This is bullshit. The state of the mental health system in Ireland is literally bullshit.

Three weeks ago I did what they tell you. I went to the GP. He referred me to local mental health services. A psychiatrist.

Today I attended that appointment. I think it was pretty much just an assessment (how mental is she?) So for an hour and a half I spoke about my past, my mental health, relationships, even how I was born (normal delivery I think??).

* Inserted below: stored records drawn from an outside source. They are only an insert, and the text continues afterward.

PR #149, opened 2018-07-10
Updated windows.py message when Wix is not found.

AltoRetrato:
Added recommendation to set environment variable when Wix Toolset is installed but not found.


danyeaw:
@AltoRetrato Thanks for the contribution. Sorry for the long delay in this getting reviewed. Instead of adding more details to the error message itself, what if we point users to the documentation?
https://briefcase.readthedocs.io/en/latest/background/getting-started.html#windows

The way I got it to work, I had to install WiX, and then install Visual Studio Build Tools to get msbuild to be available on the command line using x64 Native Tools Command Prompt for VS 2017. There might be an easier way, but we should figure out what the optimum install instructions are and add those to the docs, since I don't think "Install WiX" is sufficiently clear.

AltoRetrato:
@danyeaw I'm not sure that coupling error messages with URLs for online documentation is a good idea. URLs can change, documentation can change, and to keep things up-to-date you'd need to track those changes. Also, you put users through hoops to find a solution.

In this case, I changed the error message to be specifically what I needed to know to get through: a simple instruction that can be performed in almost no time at all (and that other would need to know as well).

I don't remember if I needed to do anything else to get it working, though.

briefcase/windows.py
```diff
@@ -171,11 +171,11 @@ def build_app(self):
         print(" * Looking for WiX Toolset...")
         wix_path = os.getenv('WIX')
         if not wix_path:
-            print("Couldn't find WiX Toolset. Please visit:")
+            print("Couldn't find WiX Toolset. Please install the latest stable release from:")
```
brutusthebee: At column 80: (E501) line too long (94 > 79 characters)

briefcase/windows.py
```diff
@@ -171,11 +171,11 @@ def build_app(self):
...
             print()
             print("    http://wixtoolset.org/releases/")
             print()
-            print("and install the latest stable release.")
+            print("If already installed, set the WIX environment variable to the installation path.")
```
brutusthebee: At column 80: (E501) line too long (101 > 79 characters)

danyeaw:
Thanks for the contribution, I think updating this error message will improve clarity ❤️

PR #150, opened 2018-07-10
Fixed constants, missing directory

AltoRetrato:
Removed repeated / redundant path creations and used previously created path "constants".

Directory "\windows\content\python" was not created, causing app execution to fail with "error: [WinError 267] The directory name is invalid".


src/briefcase/windows.py
```diff
@@ -209,10 +209,13 @@ def build_app(self):
     def start_app(self):
         print()
         print(" * Starting {}...".format(self.formal_name))
+        cwd = os.path.abspath(self.support_dir)
+        if not os.path.exists(cwd):
+           os.mkdir(cwd)
```
brutusthebee: At column 12: (E111) indentation is not a multiple of four

danyeaw:
@AltoRetrato Thanks for the contribution ❤️ . Sorry this took so long to be reviewed. This is some great refactoring to simplify and cleanup some of the path code 👍

PR #510, opened 2023-07-14
Remove max_vratio from configuration files

matt-frey:


sjboeing (commented):
I think there is another reference to vmax_ratio in
3d/utils/options.f90
(in the parcel type)

Otherwise this looks good

matt-frey:
Indeed. Removed. I'll merge.

PR #514, opened 2023-07-19
Simplify parcel merge routine call

matt-frey:
Remove subroutine input argument. We do not need to pass the parcel container.


daviddritschel (approved):
Looks like mainly reformatting declarations

matt-frey:
Indeed. The way we call merging is now similar to splitting. Cleaner.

Anyways. After all of that. After saying that I was suicidal, but not right now at this moment I was given a mood diary to fill in, told to google mindfulness and given another appointment in three weeks time. Oh and the consultant is on holidays then so its with another nurse. She also said she didn’t think “medication was really my thing”

I’ll tell you what my THING is. It’s getting better and not feeling like I want to slit my wrists when I wake up at two in the morning.

Then to top it all off, the taxi was really late to pick me up so I stood outside fuming in the blazing sun.  Then Frank woke in the taxi and screamed the whole way home. The taxi driver was nice though, he gave me a knowing look and said, “It’s just one of those days eh?”

Yep. Yep it is.

Sigh. I mean, all of these feckin mental health campaigns tell you to go and speak to someone. But THEN WHAT??

Be bounced around from person to person, weeks/ months apart.Repeat your story over and over, remind yourself how miserable you are and if you don’t accept the first medication they give you, well, you are truly fucked then.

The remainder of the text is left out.